● Work request:
Restate all of the entries verbatim.

[Source records]

PR #221, opened 2023-09-26
EWPP-3623: Add Webtools Wtag service.

22Alexandra:


oe_webtools.libraries.yml
```diff
@@ -3,3 +3,8 @@ drupal.webtools-smartloader:
   version: 1.x
   js:
     https://europa.eu/webtools/load.js: { type: external, attributes: { defer: true } }
+
+oe_webtools.component-collect:
```
imanoleguskiza, line 7: We don't seem to be using this library?

modules/oe_webtools_wtag/src/Plugin/Field/FieldWidget/WtagWidget.php
```diff
@@ -0,0 +1,125 @@
...
+   */
+  public static function isApplicable(FieldDefinitionInterface $field_definition) {
+    // This widget is only applicable to unlimited cardinality SKOS Concept
+    // reference fields that reference the DET vocabulary.
+    if ($field_definition->getFieldStorageDefinition()->getCardinality() !== FieldStorageDefinitionInterface::CARDINALITY_UNLIMITED) {
+      return FALSE;
+    }
+
+    $concept_schemes = $field_definition->getSetting('handler_settings')['concept_schemes'];
+    if (!in_array('http://data.europa.eu/uxp/det', $concept_schemes)) {
```
imanoleguskiza, line 81: Should we allow to use this widget for a field that is configured to use the DET vocabulary AND some other vocabulary? It seems weird as it essentially prevents the user from choosing anything but the det vocabulary

modules/oe_webtools_wtag/src/Element/Wtag.php
```diff
@@ -0,0 +1,135 @@
...
+      'service' => 'wtag',
+      'target' => '#' . $element['#id'],
+      'title' => $element['#modal_title'],
+      'description' => $element['#modal_description'],
+    ];
+
+    $element['#wtag'] = Markup::create(Json::encode($wtag_json));
+    $element['#attached']['library'][] = 'oe_webtools/drupal.webtools-smartloader';
+    unset($element['#attributes']['data-autocomplete-path']);
+    $element['#attributes']['maxlength'] = '100000000';
```
imanoleguskiza, line 66: Are both maxlengths needed?

imanoleguskiza (changes requested):

modules/oe_webtools_wtag/src/Plugin/Field/FieldWidget/WtagWidget.php
22Alexandra: The Webtools Wtag widget only allows DET, so I don't think the user would be able to choose terms from other vocabularies.

oe_webtools.libraries.yml
upchuk: @imanoleguskiza we will in EWCMS, and it's generic. Used in cases when we need to add aa webtools widget as part of an ajax request.

modules/oe_webtools_wtag/src/Plugin/Field/FieldWidget/WtagWidget.php
upchuk: @imanoleguskiza They only built support for DET, quite hardcoded on their end as well..

modules/oe_webtools_wtag/src/Element/Wtag.php
upchuk: Well, I think so, don't remember 100%. One is for the HTML element itself, the other is checked by a validator somewhere..

modules/oe_webtools_wtag/src/Plugin/Field/FieldWidget/WtagWidget.php
upchuk: @imanoleguskiza Yes, true.
@22Alexandra could you please update this to ensure that there is a single concept scheme selected and that it is DET? Thanks

imanoleguskiza (approved):

imanoleguskiza (approved):

upchuk (approved):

● Written reply:
PR #221, opened 2023-09-26
EWPP-3623: Add Webtools Wtag service.

22Alexandra:


oe_webtools.libraries.yml
```diff
@@ -3,3 +3,8 @@ drupal.webtools-smartloader:
   version: 1.x
   js:
     https://europa.eu/webtools/load.js: { type: external, attributes: { defer: true } }
+
+oe_webtools.component-collect:
```
imanoleguskiza, line 7: We don't seem to be using this library?

modules/oe_webtools_wtag/src/Plugin/Field/FieldWidget/WtagWidget.php
```diff
@@ -0,0 +1,125 @@
...
+   */
+  public static function isApplicable(FieldDefinitionInterface $field_definition) {
+    // This widget is only applicable to unlimited cardinality SKOS Concept
+    // reference fields that reference the DET vocabulary.
+    if ($field_definition->getFieldStorageDefinition()->getCardinality() !== FieldStorageDefinitionInterface::CARDINALITY_UNLIMITED) {
+      return FALSE;
+    }
+
+    $concept_schemes = $field_definition->getSetting('handler_settings')['concept_schemes'];
+    if (!in_array('http://data.europa.eu/uxp/det', $concept_schemes)) {
```
imanoleguskiza, line 81: Should we allow to use this widget for a field that is configured to use the DET vocabulary AND some other vocabulary? It seems weird as it essentially prevents the user from choosing anything but the det vocabulary

modules/oe_webtools_wtag/src/Element/Wtag.php
```diff
@@ -0,0 +1,135 @@
...
+      'service' => 'wtag',
+      'target' => '#' . $element['#id'],
+      'title' => $element['#modal_title'],
+      'description' => $element['#modal_description'],
+    ];
+
+    $element['#wtag'] = Markup::create(Json::encode($wtag_json));
+    $element['#attached']['library'][] = 'oe_webtools/drupal.webtools-smartloader';
+    unset($element['#attributes']['data-autocomplete-path']);
+    $element['#attributes']['maxlength'] = '100000000';
```
imanoleguskiza, line 66: Are both maxlengths needed?

imanoleguskiza (changes requested):

modules/oe_webtools_wtag/src/Plugin/Field/FieldWidget/WtagWidget.php
22Alexandra: The Webtools Wtag widget only allows DET, so I don't think the user would be able to choose terms from other vocabularies.

oe_webtools.libraries.yml
upchuk: @imanoleguskiza we will in EWCMS, and it's generic. Used in cases when we need to add aa webtools widget as part of an ajax request.

modules/oe_webtools_wtag/src/Plugin/Field/FieldWidget/WtagWidget.php
upchuk: @imanoleguskiza They only built support for DET, quite hardcoded on their end as well..

modules/oe_webtools_wtag/src/Element/Wtag.php
upchuk: Well, I think so, don't remember 100%. One is for the HTML element itself, the other is checked by a validator somewhere..

modules/oe_webtools_wtag/src/Plugin/Field/FieldWidget/WtagWidget.php
upchuk: @imanoleguskiza Yes, true.
@22Alexandra could you please update this to ensure that there is a single concept scheme selected and that it is DET? Thanks

imanoleguskiza (approved):

imanoleguskiza (approved):

upchuk (approved):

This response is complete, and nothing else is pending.